Just Mercy is a spellbinding and well-paced film with some terrific scenes. Although the script could use a softer touch, this outstanding movie keeps you on the edge of your seat as the hero sets out to help wrongly accused prisoners on death row.
Bryan Stevenson (Michael B. Jordan) graduates Harvard law school and heads for Alabama in a beat-up car with a grant, and commitment. He visits a prison where guards resent and intimidate him as he interviews one potential client after another. During this mélange he meets Jonny Dee (Academy Award winner, Jamie Foxx), a prisoner who is angry and has given up on freeing himself since being convicted of murdering a white girl working at a dry cleaner.
Bryan is tested again and again. The town’s white establishment doesn't like a Northern lawyer coming to help poor Southern back men on death row. They don’t want this man stirring things up and freeing a murderer. And the town sheriff is hard-hearted, belligerent and bigoted. The State Officer is bigoted and hostile (although his feelings do change little by little). But Bryan hears evidence that was ignored during the trial, and tracks down a white prisoner who was Jonny’s key witness. Unfortunately, the witness gets put off and decides not to help. Yet, Bryan remains determined and has an equally determined unpaid assistant in the form of Academy Award winner, Brie Larson.
Naturally, Jonny is hopeless at first, even fearful, when he sees a chance for himself in Bryan’s hands.

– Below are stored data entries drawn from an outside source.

PR #15215, opened 2021-11-25
Feature/debugger breakin on assertion

Dronplane:
### Scope & Purpose

Current crash handler implementation  calls just exit  on Windows in case of intentional crash procedure (such as assertion failure in the maintainer  mode). This leaves us without proper crash dump (as exit even with SIGABRT is  not recognized as abnormal program termination). To fix this this PR adds explicit triggering of the minidump creation.
Another option could be replacing `exit` call with `abort` call but that may trigger unexpected dialog windows shown by OS and  I suggest to leave `exit` for now.

Another point was to add `DebugBreak` call inside failed assertion handler, but that was dropped due to using process monitor in our CI runs. Process monitor is detected as debugger and just blocks the execution on worker node (as there is no one to actually do the debug there).

#### Backports:

#### Related Information

- [ ] Docs PR: 
- [ ] Enterprise PR:
- [ ] Design document: 

### Testing & Verification

Link to Jenkins PR run:

### Documentation


lib/Basics/CrashHandler.cpp
```diff
@@ -103,6 +105,8 @@ std::atomic<bool> killHard(false);
     // TerminateProcess is async, alright wait here for selfdestruct (we will never exit wait)
     WaitForSingleObject(hSelf, INFINITE);
   } else {
+    // exit will not trigger dump creation. So do this manually.
+    createMiniDump(nullptr);
```
mpoeter, line 109: This way we will not get a good callstack for the calling thread, but that is actually the callstack we are most interested in.
The problem is that the current thead (which contains the failed assertion) is also writing the minidump, so at the time we take the process snapshot for the dump the thread is in the middle of the dump routine and the callstack for that thread will simply contain a single frame for `NtGetThreadContext`.
To solve this we need to pass in an EXCEPTION_POINTER struct. This could be achieved like this:
```suggestion
    auto filter = [](EXCEPTION_POINTERS* pointers) {
      std::cout << pointers->ContextRecord->Rip << std::endl;
      return EXCEPTION_EXECUTE_HANDLER;
    };
    __try {
      __debugbreak();
    } __except(filter(GetExceptionInformation())) {}
```
This would have the nice side effect that during debugging we stop at the breakpoint and do not create a minidump since the debugger "swallows" the int3 exception.

mpoeter (changes requested):

lib/Basics/CrashHandler.cpp
Dronplane: Using a DebugBreak is not an option - this hangs our CI in case of assertion failure.
Regarding `NtGetThreadContext`  - test run with intentional assertion failure showed just normal stacks 🤔

KVS85 (approved):
LGTM.

mpoeter (approved):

Bryan is naive but determined. He begins his court battle and is sunk by a loss along the way, but returns to fight. A hearing is arranged to reexamine testimony, in order to take the case to a higher court, or even dismiss the case entirely. Bryan makes an excellent opening argument, inspiring Jonny Dee’s pastor to say, “What is needed is justice, mercy and grace.” During the court proceedings, Jonny gains respect for himself and realizes that Bryan was the one who laid the seed for his newfound respect.

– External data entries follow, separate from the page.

PR #15219, opened 2021-11-25
Disable ICF explicitly.

mpoeter:
### Scope & Purpose

Follow up PR for #15213 to disable ICF explicitly and add a comment explaining why.

- [x] :hankey: Bugfix


Dronplane (approved):
LGTM

PR #15221, opened 2021-11-25
[3.8] Disable COMDAT folding.

mpoeter:
### Scope & Purpose

Backport for #15213 and #15219


jsteemann (approved):
LGTM!

PR #15229, opened 2021-11-26
fixed smart graph creation for pregel smart graph example

hkernbach:
### Scope & Purpose

This PR fixed the test: `tests/js/client/shell/shell-custom-pregel-timecritical.js`
which is executable via:
```
scripts/unittest shell_client --cluster true --test tests/js/client/shell/shell-custom-pregel-timecritical.js
```

- [x] :hankey: Bugfix (does not require CHANGELOG entry - as issue has not been released yet)

#### Backports:

- No backports needed. Devel related only.

### Testing & Verification


jsteemann (approved):
I can confirm that this PR fixes the problem!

Although, the lines are too direct and preachy at times, the film does have some terrific scenes, especially when Brian visit’s Jonny’s family. A looser approach would have led the drama toward more realism. The writer/director, Destin Daniel Cretton, is a good screenwriter, but the movie would have gained much if he turned the directing over to someone who understood the drama of dialogue. Woody Allen writes and directs films but his acting ability informs his direction. Often, he is the lead character or the lead is a vessel for an Allen-like character. To my knowledge, Mr. Cretton has never acted professionally.

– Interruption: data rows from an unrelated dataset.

PR #15240, opened 2021-11-29
Feature/delay intermediate commits during multi operations

jsteemann:
### Scope & Purpose

Do not execute intermediate commits in the middle of array/multi-document operations.
This change will delay any intermediate commit until the end of the array operation. This is necessary so that the synchronous replication can be carried out while the transaction's document keys are still fully locked on the leader and dictate the sequence of replicated events for any given key.

#### Backports:

- [x] Backport for 3.9: TO DO

### Testing & Verification

- [x] This change is already covered by existing tests, such as *shell_client*, *shell_server*.


arangod/Transaction/Methods.cpp
```diff
@@ -2827,6 +2861,12 @@ futures::Future<OperationResult> Methods::countInternal(std::string const& colle
   return futures::makeFuture(countLocal(collectionName, type, options));
 }
 
+// perform a (deferred) intermediate commit if required
+Result Methods::performIntermediateCommitIfRequired(DataSourceId collectionId) {
+  [[maybe_unused]] bool hasPerformedIntermediateCommit = false;
+  return _state->performIntermediateCommitIfRequired(collectionId, hasPerformedIntermediateCommit);
```
mpoeter, line 2867: I think I found no caller that actually uses the value stored in `hasPerformedIntermediateCommit`. Can we get rid for that parameter?

tests/js/client/shell/shell-transaction-intermediate-commit-babies-cluster.js
```diff
@@ -0,0 +1,306 @@
...
+      let didWork = false;
+      try {
+        db._query('FOR i IN 1..10000 INSERT { _key: CONCAT("test", i), value: ASSERT(i < 10000, "peng!") } IN ' + cn, {}, {intermediateCommitCount: 100});
+        didWork = true;
+      } catch (err) {
+      }
+      assertFalse(didWork);
+      
+      let droppedFollowersAfter = getMetric(leader, "arangodb_dropped_followers_total");
+      assertEqual(droppedFollowersBefore + 1, droppedFollowersAfter);
```
mpoeter, line 179: Why do we expect a dropped follower in this case?

tests/js/client/shell/shell-transaction-intermediate-commit-babies-cluster.js
```diff
@@ -0,0 +1,306 @@
...
+      assertEqual(intermediateCommitsBefore, intermediateCommitsAfter);
+        
+      assertEqual(1000, db._collection(cn).count());
+    },
+    
+    testDocumentsTransactionIntermediateCommitsSuppressed: function () {
+      let c = db._create(cn, { numberOfShards: 1, replicationFactor: 1 });
+      let shards = db._collection(cn).shards(true);
+      let shardId = Object.keys(shards)[0];
+      let leader = getEndpointById(shards[shardId][0]);
```
mpoeter, line 272: This initialization code is almost identical for all testcases, though some use rf=2 and some rf=1. I would prefer if we could split these tests into two separate testsuites and move the common initialization code into the respective setup functions.

mpoeter (approved):

tests/js/client/shell/shell-transaction-intermediate-commit-babies-cluster.js
jsteemann: Added a comment to the PR.

tests/js/client/shell/shell-transaction-intermediate-commit-babies-cluster.js
jsteemann: Actually the setups are slightly different. I thus created 2 separate testsuites out of it so it becomes a bit clearer.

arangod/Transaction/Methods.cpp
jsteemann: Good catch. Fixed!

mpoeter (approved):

The movie is similar to The Green Book and To Kill a Mocking Bird. But Just Mercy carves out its own dramatic territory because in Bryan, we have a committed legal warrior who keeps fighting. Jamie Foxx’s performance in Just Mercy exceeds his Academy Award winning performance in Ray. His portrayal simply astonishes. You feel his pain and good nature with no soppiness. Younger children will not get this picture, but the twelve and over set will get it. After the movie, talk to the youngsters who came with you. A movie like Just Mercy seldom comes along so go see it for its excellent portrayal of a social blight under attack.